Until that money ran out. Which is where I am now.

Again, this surprises those who don’t work in creative fields. They assume writers live on royalties. But even if a writer earns royalties above and beyond their advance, they’re rarely enough to live on. There’s nothing to do but write the next novel, with no guarantee of a sale. That’s often the case even when a first novel satisfies a publisher’s sales expectations. And even though The Girl in the Road was critically adored, awarded a major literary prize, beloved by a tribe of new fans and praised by excellent writers like Neil Gaiman and Kim Stanley Robinson — a bestseller it was not.

Under the current economic models, even when writers win, they lose.

Literature, like almost all creative fields spooked by the 2008 economic crash and the rise of new technologies, has increasingly built a model that centers on Big Things. The breakout album, the solo exhibition, the feature film, the debut novel. They’re one-time gambles for both the artist and the producer. If the gamble pays off, the artist gets another chance. If it doesn’t, the producer often looks for another artist.

In other words, I ended up in much the same situation as I started. There was nothing to do but keep working on the next book.

In 2015, I worked continuously, year-round, on a new novel set in Central America. Every day, I got up, wrote for two hours, answered emails, went back to writing for six hours, worked out at the gym, relaxed with a book or TV and then went to bed. I also taught myself Spanish, exhaustively researched the ancient Maya, and traveled to Belize for fieldwork.

My entire intake for that year was about $7,000. That was from a few essays and a brief teaching gig. Meanwhile, I went $20,000 into debt, just from day-to-day expenses while I worked on the novel. Now, I’m hoping that my next novel will sell and “rescue” me, but in truth, I have no guarantee of that.

I don’t want pity. I’m saying this to illustrate that, under the current economic models, even when writers win, they lose. About a year ago, I realized this, and resolved three things: (1) that my work had profound value and deserved monetary compensation, (2) that I could not trust the existing economic models to give me that compensation, and (3) I had to find new ones.

Artists should stop trying to win the game, and start trying to change the game.

I’m not alone in these goals. The art world has a host of activists working to better the intersection of art, labor and value. But I’ve become increasingly frustrated with activism that focuses on trying to make gatekeepers aware of problems, such as low or nonexistent pay, or gender, color and class biases. Institutions and corporations have no real incentive to solve or even acknowledge these problems. They prioritize their own economic survival over that of artists, and, in my experience respond to stress by becoming more risk-averse, not less.

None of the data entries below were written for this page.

PR #432, opened 2022-05-05
[14.0][FIX] Get rid of DeprecationWarning in Mapper

florentx:
Having these warnings in log files:
```
WARNING odoodb py.warnings: /odoo/external-src/connector/connector/components/mapper.py:806:
   DeprecationWarning: Using or importing the ABCs from 'collections' instead of from 'collections.abc' is deprecated,
   and in 3.8 it will stop working

|   if isinstance(from_attr, collections.Callable):
|  
```

### DIFF
--- a/connector/components/mapper.py
+++ b/connector/components/mapper.py
@@ -11,10 +11,10 @@ external records into Odoo records and conversely.
 
 """
 
-import collections
 import logging
 from collections import namedtuple
 from contextlib import contextmanager
+from typing import Callable
 
 from odoo import models
 
@@ -127,7 +127,7 @@ def none(field):
     """
 
     def modifier(self, record, to_attr):
-        if isinstance(field, collections.Callable):
+        if isinstance(field, Callable):
             result = field(self, record, to_attr)
         else:
             result = record[field]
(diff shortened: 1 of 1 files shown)


simahawk:
Thanks! Can you backport this instead https://github.com/OCA/connector/pull/431 ? I had no time yet to do it.

florentx:
Why not used `callable()`? it is as reliable as the ABC alternative, and easier to understand. Maybe slightly faster as it is builtin.

simahawk:
TBH I cannot find a specific reference to any guideline or best practice for this. Do you have any?

Back to py2 I used always `callable` but then it got somehow deprecated - at least from a best practice POV - as you can see here :)

Maybe @guewen as a better picture. Maybe is just a religion battle :smile:

florentx:
I can explain, as I was involved in Py core dev at this time:

- in Python 2 it was `callable()`
- in Python 3 revamp they decided to drop it (reco was `isinstance(ob, collections.Callable)`)
- but on 2nd though (and complaints) they put it back in Python 3.3, and it is the recommended syntax since

For OCA connector, it was converted from `callable()` to `isinstance(..., Callable)` by the tool `2to3` automatically (old version of the tool).

But we should revert it to the `callable()` I believe, because nobody needs to support versions 3.1 and 3.2 of Python.

guewen (approved):
Thanks!

simahawk:
Cool, thanks for the explanation!
Still, I'd recommend to cherry-pick the commit from #431 first to not have false positives when back/forward porting commits across branches.
Could you do that pls? Then we can fwd port yours when this PR is merged. Thank you in advance! :pray: 
Or let me know and I'll do it later.

PR #442, opened 2022-10-04
[16.0][MIG] connector + test_connector: Migration to 16.0

asierneiradev:
#440 

Dependencies : 

- [x] [queue_job](https://github.com/OCA/queue/tree/16.0/queue_job)
- [x] [component](https://github.com/OCA/connector/tree/16.0/component)
- [x] [component_event](https://github.com/OCA/connector/pull/443)

PR #447, opened 2022-10-10
[16.0]connector: Migration 16.0

bizzappdev:


simahawk:
There's already a migration here https://github.com/OCA/connector/pull/442

PR #457, opened 2022-12-28
[13.0][FIX] component_event: handle empty vals on create.

LoisRForgeFlow:
Upstream `create` method does support an empty vals list. In such case no error is raised, instead an empty recordset is returned and no record is created.

This is useful when using "prepare vals" hook methods, in which you can return `False` if you don't want to create a record. Any extension to the Base model should respect that.

@ForgeFlow


LoisRForgeFlow:
I'm opening the v14 version of this change to use a updated CI config.

PR #458, opened 2022-12-28
[14.0][FIX] component_event: handle empty vals on create.

LoisRForgeFlow:
Upstream `create` method does support an empty vals list. In such case no error is raised, instead an empty recordset is returned and no record is created.

This is useful when using "prepare vals" hook methods, in which you can return `False` if you don't want to create a record. Any extension to the Base model should respect that.

Forward port of https://github.com/OCA/connector/pull/457.


etobella:
If you send an empty vals list `[]` it should work propery :thinking:

PR #460, opened 2023-01-30
[FIX] Update copier template

asierneiradev:
To avoid the isort problem (https://github.com/PyCQA/isort/issues/2077)


asierneiradev:
@guewen @sbidoul ,

Can someone check this and merge it?

Thank you very much

PR #472, opened 2023-10-30
[15.0] component: fix mock import

sonhd91:


guewen:
Hi @sonhd91 thanks for the fix!
You fixed the import correctly, however we should handle `sphinx_bootstrap_theme` differently IMO, I suggest to remove it from this PR and handle it in https://github.com/OCA/connector/pull/471#issuecomment-1785145561

sonhd91:
> Hi @sonhd91 thanks for the fix! You fixed the import correctly, however we should handle `sphinx_bootstrap_theme` differently IMO, I suggest to remove it from this PR and handle it in [#471 (comment)](https://github.com/OCA/connector/pull/471#issuecomment-1785145561)

Okay, branch updated

guewen (approved):
Thanks!

PR #474, opened 2023-11-24
[17.0][MIG] component + test_component: Migration to 17.0

nguyenminhchien:
Ref: BSRD-701


gurneyalex (approved):

component/core.py
```diff
@@ -324,8 +324,9 @@ def component_by_name(self, name, model_name=None):
             and self.collection._name != component_class._collection
         ):
             raise NoComponentError(
-                "Component with name '%s' can't be used for collection '%s'."
-                % (name, self.collection._name)
+                "Component with name '{}' can't be used for collection '{}'.".format(
```
simahawk, line 327: why not fstring as in the other places?

component/core.py
```diff
@@ -0,0 +1,937 @@
...
+            component_classes = self._filter_components_by_collection(component_classes)
+        if len(component_classes) > 1:
+            # ... or try to find the one specifically linked to the model
+            component_classes = self._filter_components_by_model(
+                component_classes, model_name
+            )
+        if len(component_classes) != 1:
+            raise SeveralComponentError(
+                "Several components found for collection '{}', "
+                "usage '{}', model_name '{}'. Found: {}".format(
```
simahawk, line 449: same

simahawk (approved):
minor remarks

component/core.py
nguyenminhchien: it's more convenient to replace `% (name, self.collection._name)` by `.format(name, self.collection._name)`. anw, i have updated the branch to use `fstring` instead.

PR #481, opened 2024-05-01
[16.0] dotfiles update needs manual intervention

sbidoul:
Dear maintainer,

After updating the dotfiles, `pre-commit run -a`
fails in a manner that cannot be resolved automatically.

Can you please have a look, fix and merge?

Thanks,


pedrobaeza:
This one should be handled by one of the PSCs, as the given errors are out of scope of the systematic fixes I'm doing.

PR #498, opened 2025-01-07
[18.0][MIG] connector_base_product: Migration to 18.0

yankinmax:

PR #501, opened 2025-02-04
[18.0][FIX] connector_base_product: remove wrong invisible attribute

yankinmax:
The migration PR was merged with `invisible=True` on the `Connectors` page.
- [ ] https://github.com/OCA/connector/pull/498

I missed that during migration.
The question is: why has it been invisible since v14?
Is anyone (except our customers) using this module?
It doesn't make any sense.
https://github.com/OCA/connector/blob/14.0/connector_base_product/views/product_view.xml


yankinmax:
I have a suggestion to check:
"The page is invisible because there is nothing to display on that page by this module, which only exists to create the notebook page. The modules which want to display something in the notebook page must make the page visible."

PR #504, opened 2025-07-22
[18.0] component: allow ctx override at init

simahawk:
Before this change, the only way to set something in the ctx is to override the env property.
This means that the code would be executed N times and a new env initialized N times.

The original env is preserved and in any case is available on work.env and collection.env.


simahawk:
@guewen mind to have a look at this? :)

guewen (approved):

PR #755, opened 2022-12-09
Added Todo, JWT, and API links back to the nav menu

danielmackay:
UI after change: 
image


danielmackay:
I noticed some weird HTML formatting within `nav-menu-component.html`.  If that is a formatting standard you'd like to adopt, it might be worth trying to setup some prettier rules to enforce it.

Issue #104, opened 2020-04-10
[Feature request] Use fluent validation rules to define swagger schema


fmendez89:
It is not a problem, but using the fluent validation rules, the swagger schema definition would be much more detailed. Also the generated clients definitions could benefit from this.

It would be great if the solution could use the fluent validation rules to define the swagger schema using the [nswag fluent validation extension](https://github.com/zymlabs/nswag-fluentvalidation)

Another solution could be use data annotation in dtos and commands, but would be redundant

jasontaylordev:
So, after all this time, this feature is now in place. Thanks, @Lanz86. 😀

PR #785, opened 2023-01-27
[Feature request] Use fluent validation rules to define swagger schema #104

Lanz86:
Use fluent validation rules to define swagger schema #104


jasontaylordev:
Thank you, much appreciated. 😀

I’d rather find — or invent — new economic models that place artists first.

The best I’ve found so far is Patreon, a relatively new platform that tries to reinvent the ancient model of sustained arts patronage. If Kickstarter is a one-night stand, Patreon is going steady, opening a direct, ongoing dialogue between an artist and her patrons. I already had a relationship with a core group of fans because of The Girl in the Road and a kerfuffle with Wired, so it was enough to get started. I don’t yet make a living wage, but that’s my goal. I’m getting there. My Patreon salary covered my rent while I was writing, memorizing and rehearsing my TED talk. In return, my patrons got the story exclusively, months before anyone else set eyes on it.

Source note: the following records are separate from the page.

Issue #776, opened 2023-01-20
API only template version


danielmackay:
**As a** software developer **I would like to** be able to create an API only version of the template **so that** I can use the template to quickly spin up an API only project with minimal manual changes

**Acceptance Criteria**
1. When creating a new project from the template add the ability to pass in a new flag to indicate API only
2. When the flag is specified, none of the Angular code should be present in the template

**Notes**
- To do this cleanly Angular may need to be separated from the API

jasontaylordev:
Covered by #786

PR #786, opened 2023-01-29
✨ Implement API only option in template

Lanz86:
API only template version #776
implemented flag apiOnly

the command created solution with Angular

<code>
dotnet new ca-sln
</code>

Create solution without Angular
<code>
dotnet new ca-sln --apiOnly=true 
</code>

### DIFF
--- a/.template.config/template.json
+++ b/.template.config/template.json
@@ -18,8 +18,17 @@
   },
   "sourceName": "CleanArchitecture",
   "preferNameDirectory": true,
+  "symbols":{
+    "apiOnly":{ "type": "parameter", "dataType":"bool", "defaultValue": "false" }
+  },
   "sources": [
     {
+      "modifiers": [
+        { 
+          "condition": "(apiOnly)",
+          "exclude": ["src/WebUI/ClientApp/**/*"]
+        }
+      ],
       "source": "./",
       "target": "./",
       "exclude": [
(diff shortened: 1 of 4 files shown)


JohanHeyvaert:
I suppose the nswag typescript client generation needs to be deactivated too. (if not already done)

Lanz86:
> I suppose the nswag typescript client generation needs to be deactivated too. (if not already done)
Yes is implemented you find directive in src/WebUI/nswag.json line 63 - 128

jasontaylordev:
@Lanz86 thank you for the contribution. The updated template supports both Angular and React, but not API only. I think we are now in a good position to implement API only too. The approach will need to change. If you look at the new [template.json](https://github.com/jasontaylordev/CleanArchitecture/blob/main/.template.config/template.json) you can see the following parameter:

```json
    "clientFramework": {
      "type": "parameter",
      "datatype": "choice",
      "choices": [
        {
          "choice": "angular",
          "description": "Use Angular"
        },
        {
          "choice": "react",
          "description": "Use React"
        }
      ],
      "defaultValue": "angular",
      "description": "The type of client framework to use"
    },
```

I think API only can be implemented by adding the choice **none**, for example:

```json
        {
          "choice": "none",
          "description": "Use API only"
        },
```

What do you think? Do you want to tackle this change?

Lanz86:
Ok @jasontaylordev sounds good. 
I will take care of it.

Lanz86:
Closed this PR and created new to support a none choice in clientFramework symbols https://github.com/jasontaylordev/CleanArchitecture/pull/886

I’m not naive — I know that no one model will fit all artists. Patreon, for example, favors prolific artists who already have a following and who thrive on a close relationship with fans. What I want to emphasize is that artists should stop trying to win the game, and start trying to change the game. After all, artists innovate — it’s what we do, no matter what our medium is. We imagine ways forward that no one else has imagined before, in literature, music, theater, dance, art, performance. There’s no reason we can’t do it with economics as well.

Art isn’t some incidental decoration on culture. It is culture. But there is no art without artists, and there are no artists without compensation. Quid pro quo. It’s as simple as that.